Sooo worried about it at the mo! I've been waiting nearly a year for this. :sad:


----------



## emmilllyyy (Oct 9, 2010)

jasmine_girlie said:


> Thankyou. I've kept hold of them and they are a nice white colour. I was quite concerned with how small one of them was too? They are also quite squidgy. Was very difficult to move them whilst they were in the water..
> 
> This is her first ever time laying eggs so I was thinking maybe these would be infertile?
> 
> Sooo worried about it at the mo! I've been waiting nearly a year for this. :sad:


Breeding obviously is not as easy as many people say, because things like this can happen and have severe consequences. It's really sad when loosing eggs, imo, after waiting for ages! You just have to keep trying i'm afraid! the smaller egg may be infertile anyway, but if it is her first time laying eggs they may be infertile anyway, but as long as theyre pearly yellow dont give up hope! some eggs are squishy if they've just been laid, so still, dont give up hope! if mould grows on them just wipe it off with a cotton bud, you'd be surprised, i know of someone who had an egg covered in half of moss and it survived! just as long as they are white and not smelly, keep them incubated. but if she has successfully mated she will be laying 2 eggs every 2 weeks for the next 12 weeks so fingers crossed!:2thumb: leopard eggs are not very hard anyway, so they may just be squidgy regardless, but the eggs will hopefully expand and grow


----------



## jasmine_girlie (Aug 6, 2009)

Well i'll just hope for the best for these ones then. I'll deffo be keeping a closer eye on her for the next ones. Thank you for your help, very much appreciated x


----------



## Emma86 (Jan 17, 2011)

Hello sorry to hear that, i know it must be quite worrying. You should incubate them regardless as they may still be viable, i have read a lot of leos have laid in water bowls and have still hatched, so there is still hope. Their eggs arent always exactly the same shape or size either.

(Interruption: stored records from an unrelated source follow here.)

PR #2068, opened 2017-06-12
Cleanup of PLIP #1734

thet:
Followup of https://github.com/plone/Products.CMFPlone/issues/1734

To be merged together:

https://github.com/plone/Products.CMFPlone/pull/2068
https://github.com/plone/plone.app.content/pull/131
https://github.com/plone/plone.app.contenttypes/pull/410
https://github.com/plone/plone.portlet.collection/pull/17
https://github.com/plone/plone.app.event/pull/258
https://github.com/plone/plone.app.portlets/pull/99
https://github.com/plone/mockup/pull/774

PR #2073, opened 2017-06-14
Thet updmockup

thet:


thet:
Changelog is provided by a previous mockup update. This one is necessary for the PR done here: https://github.com/plone/Products.CMFPlone/pull/2068 which was already approved.

PR #2079, opened 2017-06-17
Update mockup

thet:


fgrcon:
@thet Wow  - just tested it manually  - works fine again. BTW Thanks for the immediate merges!

jensens:
changelog not needed - mockup-js changes are documented in mockup.

PR #2082, opened 2017-06-22
Updated jqtree to 1.4.1 to autoscroll for items when dragging.

b4oshany:


datakurre:
Depends on https://github.com/plone/mockup/pull/781

thet:
LGTM

seanupton:
@thet @datakurre @b4oshany does this require that we rebuild compiled mockup assets (and which bundle?) to use this outside of development mode?  I get the sense that this might be a remaining loose end, but I am not sure.  Let me know, I am happy to help if so.

datakurre:
@seanupton I believe that this is only used in thememapper bundle. Oshane needs this for drag and drop support in filemanager pattern used by thememapper.

seanupton:
@datakurre thanks for clarifying.

PR #2085, opened 2017-06-23
Fix default image scale sizes, to fit default theme better

MrTango:
This updates the ols images scale sizes to more useful values and fixes
actually the current Plone 5 default theme like the album view.
Changed scales are:
large 1200:1200
preview 768:768
mini 400:400
thumb 200:200


MrTango:
This has no effect on exiting Plone sites. It will only set the new defaults for new Plone sites.

hvelarde:
quick question, why 1200 and not other value? where did you get that scale from?

jensens:
I am overall +1 for such a change, but I also think it is more complex than it seems.
What are the rationales behind exact these values? 

Scales for a field are stable unless the modified date of an item was changed. 
So that's what happens if the registry values are changed: The old scales are still in place. If an item changes its modified date, the new scale settings will be used. A migration step could walk through all items and directly empty the annotated scales. 

The question is also if someone relies on the default scales for some reason. We should at least add a warning to the migration guide. Integrators should always define scales explicit for their project. I doubt in the real world out there most don't do so.

MrTango:
The most important part is the scale size for thumb which now fits to the default theme and also is more useful for todays screen resolutions. The 1200px size for large is just one example, but everything is better then the very old default of 768px, because 768 is not large at all. Large for me is the big zoomed view of an image. So it's something like 1200px or even 1600px.

The change will have no effect on existing sites nor will it change the existing scales during an upgrade. Except someone is reloading the default profile of Plone. If you someone want to have different sizes, she could always set this in her theme specific profiles.

MrTango:
But of course it makes sense to tell people about it in the Upgrade guides and release notes.

hvelarde:
I understand the motivation, but changing it without and upgrade step will cause problems to people with content already in place; also, my concern is about what size we should use, 768px was selected in the past for some reason: I don't remember which one, but it should be the same reason standard ads were 768px wide.

currently the most commonly used display resolution is 1366x768px and the second one is 1920x1080px; so probably a better size should be 1080px and not 1200px, but the new standard in the ads world is 970px wide.

on the other side, the transition to device-independent pixel makes things more complicated, because a 768x768px image on a screen with pixel density of 3 would be in fact 256x256px if not handled correctly.

so this is the kind of change that seems pretty simple at the beginning, but is in fact way more complex, and that's why I would ask to stand by until things are clearer.

MrTango:
We can also fix the thumb scale size in barceloneta theme, because this actually relies on it.
The current Plone 5 default is broken with the default settings, because it relies on 200px width for thumb (see album_view). If we change thumb to 200px which I would prefere we should also change mini, preview and large so that it makes sense again. But if we woudl change the settings in Barceloneta, it's almost like change it where I did it now, except for installations which are not using the default theme as a base.

I also don't know if the ads size matters here. This is not for adds. The large scale is usually the biggest size you want to show to the user and therefor this deppends on the screen resolutions and typical image sizes. If you want a smaller image, the preview scale would have the same size as large before, so you could use that. The bigger size can be almost fill the screen, which would be proably something bigger than 1280px.
But as I said I don't care much about the exact size of the large scale, as long as it's a lot bigger then 768px.

What I don't understand is, why and what for do you want an upgrae stept for?
I only what to set a new default for new Plone site, not for existing ones.
Or am I missing somthing here?

hvelarde:
an upgrade step will be needed to regenerate the scales in place; I insist this is a breaking change and I don't think is a good idea to do it in Plone 5.x series, ao I would suggest to leave it for Plone 6.

you can anyway change it in your sites safely and easily but messing around other people settings is a bad idea.

I mentioned ads because I don't know how the original scales were chosen on first place, but I suspect it has to do with "standard" sizes and those "standard" sizes only exist in the web advertising world.

we should ask the people involved on the first implementation of image scales why they chose those sizes in the first place.

jensens:
As far as I can think back in Plone time these scales are around, from a time where 800x600 screens where a thing. I am sure it is a good idea to rethink them.

MrTango:
@hvelarde why do you thing it will breake anything?
The change only has an effect for new Plone sites, thats why I don't want to have an upgrade step.
I don't want to change existing sites. the only problem one can have, might be if one creates a new site and uses a theme which expects the old default scales. But this can and should be fixed in the theme. The theme can either use the bigger scales or set them as wanted.

About the scales, I wouldn't overthing this. It 's ws a time where 800x600 was the way after that, it was 1024x768 resp. 960x768 what you wanted to do. Today even this is a bit to small.

For me the most important fix is, that we fix the default theme either in the theme or with the default scales.

hvelarde:
IMO, more people needs to participate on this discussion, as @jensens already said: "is more complex than it seems".

jensens:
Is this still a thing?

thet:
We still have the old image scales... I think this is still a thing.

agitator:

agitator:

agitator:
merge with https://github.com/plone/plone.restapi/pull/757

jensens:
Can we have this in Plone 6 please?

ale-rt:
> merge with
> [plone/plone.restapi#757](https://github.com/plone/plone.restapi/pull/757)

Still open

> [plone/plone.app.contenttypes#527](https://github.com/plone/plone.app.contenttypes/pull/527)

Already merged

> [plone/plone.formwidget.namedfile#40](https://github.com/plone/plone.formwidget.namedfile/pull/40)

Tests running

> [plone/plone.outputfilters#35](https://github.com/plone/plone.outputfilters/pull/35)

Tests running

jensens:
Meanwhile outdated, right?

thet:
This is outdated. We already have updated image sizes in Plone 6 via: https://github.com/plone/Products.CMFPlone/issues/3279

PR #2086, opened 2017-06-26
fix: translate image scales in patterns

Gagaro:


jensens:
Plone 5.0 test must fail since this is Products.CMFPlone master for Plone 5.1 only.

PR #2098, opened 2017-07-06
refactor filter control panel and tests

MrTango:


setup.py
```diff
@@ -37,6 +37,7 @@
             'lxml',
             'mock',
             'plone.app.robotframework>0.9.16',
+            'robotframework-debuglibrary',
```
tisto: @MrTango I don't think this should be declared as a dependency here. I am sure this is already declared somewhere in plone.app.robotframework. cc @datakurre

datakurre: @tisto It's not a default dependency. "Debug" keyword in p.a.robotframework is a bit fancy. It is dependency with [debug] extras, but that can only be defined in buildout.

1. open debuglibrary console when that's available
2. pause with dialog when that dialog is supported by python (it's optional Python build dep)
3. as last fallback stops with pdb

That said, it's not a perfect dependency. A better option would have been to put it somewhere into buildout.coredev so that's its included in modules of bin/test, but we didn't immediately find the correct testrunner recipe option for that.

gforcada:
@MrTango as the branch needed to be rebased, I did it while removing those extra commits of merging with master (pro tip: rebase rather than pull *please!*).

Before force pushing the branch I double checked that your tree and my rebased tree had exactly the same code bit by bit.

PR #2100, opened 2017-07-07
Added ‘Show Toolbar’ permission.

agitator:


datakurre:
Pull is missing description, but this was supposed to be usable with

https://github.com/plone/plone.app.layout/pull/128 and
https://github.com/plone/plone.app.layout/pull/129

to be able to optionally limit toolbar to show e.g. only for Contributors/Editors/Reviewers while only showing a Plone 4 style membertools dropdown for authenticated users (this does not change the default behvior).

thet:
LGTM.
Some documentation on how to use this would be nice, but that's not a blocker.

PR #2101, opened 2017-07-08
* Add data-base-url attribute in body tag closes #2051

### LINKED ISSUE #2051: add data-base-url attribute to HTML body tag in Plone 4
Since plone 4.3.12, the `<base href` attribute in HTML generated by Plone no longer always points to the context URL as it used to prior to the change. This change broke Plone and some add-ons. More breakage may still surface. Fixes have varied because no alternative was provided when the change was made.

For a lengthy background, see the [discussion](https://community.plone.org/t/how-to-get-context-url-in-js-on-plone-4-3-12/4031). 

Rather than rolling back the change which was done to support some other things and would require reverting them, I suggest providing a future-proof alternative (thanks @rodfersou for suggesting using a new attribute):

Plone 5 has removed `<base href` completely. Instead Plone 5 has added a `data-base-url` attribute to the HTML `body` tag. Which points to the context URL.

So, I suggest same be done for Plone 4. That way, anything in Plone core and/or add-ons needing context URL in Javascript have a future-proof way of getting it from here on.

### LINKED ISSUE #2053: @@sharing is broken on Page objects in Plone 4.3.12 and 4.3.14

### LINKED ISSUE #2061: @@plone_lock_operations called for wrong URL
### What I did:

1. Create or edit a Document (or any other type).
2. Wait 5 minutes till the AJAX request @@plone_lock_operations/refreshlock occurs.

### What I expect to happen:

The result of the AJAX request refreshes the lock.

### What actually happened:

The result of the AJAX request is the view of the Document.

Plone version 4.3.14.

--

The main problem is, that url from the base-tag is being used which now points to the actual url instead of the context's url. I guess it can be easily fixed by applying the proposal from #2051 and rewriting [this line](https://github.com/plone/Products.CMFPlone/blob/4.3.14/Products/CMFPlone/skins/plone_ecmascript/unlockOnFormUnload.js#L48).

rodfersou:
* Fix @@plone_lock_operations fixes #2061
* Review @@sharing fixes #2053

### DIFF
--- a/Products/CMFPlone/browser/jsvariables.py
+++ b/Products/CMFPlone/browser/jsvariables.py
@@ -7,6 +7,7 @@ from Products.CMFPlone import PloneMessageFactory as _
 
 TEMPLATE = """\
 var portal_url = '%(portal_url)s';
+var base_url = '%(base_url)s';
 var form_modified_message = '%(form_modified)s';
 var form_resubmit_message = '%(form_resubmit)s';
 var external_links_open_new_window = '%(open_links)s';
@@ -36,6 +37,7 @@ class JSVariables(BrowserView):
 
         props = getToolByName(context, 'portal_properties').site_properties
         portal_url = getToolByName(context, 'portal_url')()
+        base_url = self.request['HTTP_REFERER']
 
         # the following are flags for mark_special_links.js
         # links get the target="_blank" attribute
@@ -54,6 +56,7 @@ class JSVariables(BrowserView):
 
         return TEMPLATE % dict(
             portal_url=portal_url,
+            base_url=base_url,
             open_links=open_links,
             mark_links=mark_links,
             form_modified=form_modified,
--- a/Products/CMFPlone/skins/plone_ecmascript/kss-bbb.js
+++ b/Products/CMFPlone/skins/plone_ecmascript/kss-bbb.js
@@ -1,18 +1,5 @@
 (function($){
 
-function createURL(view){
-    // using this method we keep the get parameters used with plone protect
-    // https://gist.github.com/jlong/2428561
-    if (typeof view === 'undefined') {
-        view = '';
-    }
-    var parser = document.createElement('a');
-    parser.href = location.href;
-    parser.pathname = parser.pathname.replace(/\/@@.*/, '');
-    parser.pathname += view;
-    return parser.href;
-}
-
 function refreshPortlet(hash, _options){
     var options = {
         data: {},
@@ -22,7 +9,7 @@ function refreshPortlet(hash, _options){
     $.extend(options, _options);
     options.data.portlethash = hash;
     ajaxOptions = options.ajaxOptions;
-    ajaxOptions.url = createURL('/@@render-portlet');
+    ajaxOptions.url = $('body').attr('data-base-url') + '/@@render-portlet';
     ajaxOptions.success = function(data){
         var container = $('[data-portlethash="' + hash + '"]');
         var portlet = $(data);
@@ -116,7 +103,7 @@ $(document).ready(function(){
 
     $('#content-core').delegate('#sharing-search-button', 'click', function(){
         $.ajax({
-            url: createURL('/@@updateSharingInfo'),
+            url: $('body').attr('data-base-url') + '/@@updateSharingInfo',
             data: {
                 search_term: $('#sharing-user-group-search').val(),
                 'form.button.Search': 'Search'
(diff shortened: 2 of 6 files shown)


docs/CHANGES.rst
```diff
@@ -9,7 +9,19 @@ Changelog
 4.3.16 (unreleased)
 -------------------
 
-- Nothing changed yet.
+Bug fixes:
+
+- Add data-base-url attribute in body tag.
+  Closes `issue 2051 <https://github.com/plone/Products.CMFPlone/issues/2051>`
```
mauritsvanrees: The RST link is missing an underscore at the end.

docs/CHANGES.rst
```diff
@@ -9,7 +9,19 @@ Changelog
...
+  [rodfersou]
+
+- Fix @@plone_lock_operations.
+  Fixes `issue 2061 <https://github.com/plone/Products.CMFPlone/issues/2061>`
```
mauritsvanrees: Here too, the RST link is missing an underscore at the end.

rodfersou:
I understand your concerns.. I'll try to create a fallback code then, maybe next week, this week I'm on vacation :wink:

Products/CMFPlone/skins/plone_ecmascript/kss-bbb.js
```diff
@@ -1,17 +1,34 @@
...
-    parser.pathname = parser.pathname.replace(/\/@@.*/, '');
-    parser.pathname += view;
-    return parser.href;
-}
+
+    // Remove views that we know Plone has from the URL
+    var knownViews = [
+        /\/folder_contents/,  // Plone folder_contents view
+        /\/edit/,             // Plone edit page
+        /\/@@.*/              // All other browser views
```
rodfersou: Someone remember other important views to list here?

rodfersou:
@mauritsvanrees done

pgrunewald:
Good job, @rodfersou! :tada: I would like to see this in production, because we are using several workarounds on our site already. I would like to drop this extra maintenance.

pgrunewald:
I happened to notice, if the current URL has an hash, the polyfill will not strip this part. This could lead to problems, when composing it with this schema:

```javascript
$('body').attr('data-base-url') + '/@@viewname'
```
(as it currently happens in many of your PRs)

This results in URLs like: http://localhost:8080/Plone/some/document/#anchor/@@viewname

rodfersou:
@pgrunewald you are totally right, we could add a parser and remove that hash part.

Products/CMFPlone/browser/jsvariables.py
```diff
@@ -36,6 +37,7 @@ def __call__(self, *args, **kwargs):
 
         props = getToolByName(context, 'portal_properties').site_properties
         portal_url = getToolByName(context, 'portal_url')()
+        base_url = self.request['HTTP_REFERER']
```
rodfersou: Can someone please validate this for me, if it is safe to use this request variable? Thank you!

rodfersou:
Oh, now it looks much better without the guessing game :smile:

Products/CMFPlone/browser/jsvariables.py
hvelarde: no, the referrer identifies the URI that linked to the resource being requested; that is, where the request was originated. that's not the `base_url`, AFAIK.

rodfersou: @hvelarde it looks as in our context this works fine (`@jsvariables` is called by jsregistry).

gforcada:
@rodfersou I merged all plone github organization related pull requests, you need to have someone over at the zopefoundation github organization to merge https://github.com/zopefoundation/Products.CMFDefault/pull/1 and then it will be finished 😃

rodfersou:
@gforcada it was already merged AFAIK

rodfersou:
thanks

Issue #1800, opened 2016-10-20
Replace cssmin for something else


gforcada:
It is no longer maintained and it is no python 3 compatible.

A quick search on pypi shows https://pypi.python.org/pypi/rcssmin/1.0.6 as python 2 and 3 compatible... any other solution?

tomgross:
https://pypi.python.org/pypi/cssutils/1.0.1 is another one.

loechel:
I have already tried it, it is actually Python 34-3.6 compatible or needed just a few minutes to fix it, I think I still have it on my notebook. But it is also so old that it has never been flagt as such. but we should replace it totaly, it does not make any sense anymore, if we switch to extrenal JavaScript tools like webpack.

If we want to keep JS and CSS minifing in Plone, then a SASS element would be much better, we might should look if https://pypi.python.org/pypi/pyramid_scss could be integerated

gforcada:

The first two eggs my leo laid were smaller in comparison to her second pair of eggs she laid, but I have incubated them, candled them, and all four are fertile and developing well. If you have a small torch you can candle them at night when its dark, holding the torch under the egg. Pick up the egg carefully and do not rotate it, then shine the torch under and it should have a slight pink glow, you may be able to see a red circle or veins. After time passes the veins spread and eventually you will be able to see the little leo inside. At first you cannot see very much pink though, so maybe leave it for two weeks before candling again if you cant see anything the first time and try it again. I have been incubating the first two just over a month now and can see the babies inside and the second two were laid just over two weeks ago and the veins are spreading loads. In future use damp spagnum moss in the hide you want her to lay in, place this in the middle of the viv so its not too hot or too cold. She should lay again in two weeks time, maybe a little longer. My second egg were laid in the moist hide the same as the first two, but one of the second eggs was stuck to the bottom, it was really difficult to remove as was stuck hard, but i was able to remove it and it is absolutely fine. So do not worry too much and good luck.


----------



## starfox (Nov 21, 2010)

Its possible that the larger egg has taken in some water out of the water bowl, causing it to expand. I would defo incubate just in case!


----------



## jasmine_girlie (Aug 6, 2009)

Right... well after having a little peak this morning I dont think its good news :-( The smaller of the egg looks like a deflated balloon. The other one has also got dents in but remains a white colour. There is also a funny smell coming from them. Still got them both in the incubator, doesnt sound good though does it?


----------



## Emma86 (Jan 17, 2011)

No sorry it doesnt sound good. But dont throw them just yet... it could be just one that smells. I would perhaps wait a week.. see what happens after that. keep us posted.


----------



## Phil75 (Nov 29, 2010)

Good luck with the eggs. You have had some good advise. It doesnt always go well first time but she will lay again. Keep an eye on her and learn from what she does. Wishing yo success.

Phil


----------



## L&M (Feb 8, 2011)

*avoiding*

Iv got close on 80 laying females and of them two that have laid in the water bowl so its not massively common. Best way to avoid it in the future is to add a secong hide. If you havent got space cut the end off of two live food tubs fill them with damp substrate and stack them on top of eachother and you will have two more options for laying. Make sure the substrate remains quite damp. Two of my eggs were good and two bad and it has only hapened with younger females they do grow out of it. 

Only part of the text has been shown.